Task brief
Are you able to retype all the records below exactly?

[Stored items]

= Beginning of Section =

PR #411, opened 2020-02-13
Update GrpcService to add StsService.

jplevyak:


jplevyak:
Once this is in it should be backported... .to 1.5 + 1.4 ?

PiotrSikora:
@duderino @howardjohn FYI

kyessenov:
Definitely 1.5. Desirable in 1.4.

duderino:
Why 1.4?  1.4 is for patches not features.  We violate that sometimes, but it needs a good reason

kyessenov:
So there are two protos for GrpcService. We updated one in 1.4 with StsService field but not the other. Wasm ABI converts the two protos at runtime, so it's losing the field on the ABI.

duderino:
@kyessenov,  @howardjohn and I chatted and we're ok with the change itself.  the concern is more about timing.  If it had arrived a day earlier we could have gotten it into 1.4.5.  I think we can backport this to 1.4, but I don't thing we want to do a special release just for this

= End of Section =

Task output
PR #411, opened 2020-02-13
Update GrpcService to add StsService.

jplevyak:


jplevyak:
Once this is in it should be backported... .to 1.5 + 1.4 ?

PiotrSikora:
@duderino @howardjohn FYI

kyessenov:
Definitely 1.5. Desirable in 1.4.

duderino:
Why 1.4?  1.4 is for patches not features.  We violate that sometimes, but it needs a good reason

kyessenov:
So there are two protos for GrpcService. We updated one in 1.4 with StsService field but not the other. Wasm ABI converts the two protos at runtime, so it's losing the field on the ABI.

duderino:
@kyessenov,  @howardjohn and I chatted and we're ok with the change itself.  the concern is more about timing.  If it had arrived a day earlier we could have gotten it into 1.4.5.  I think we can backport this to 1.4, but I don't thing we want to do a special release just for this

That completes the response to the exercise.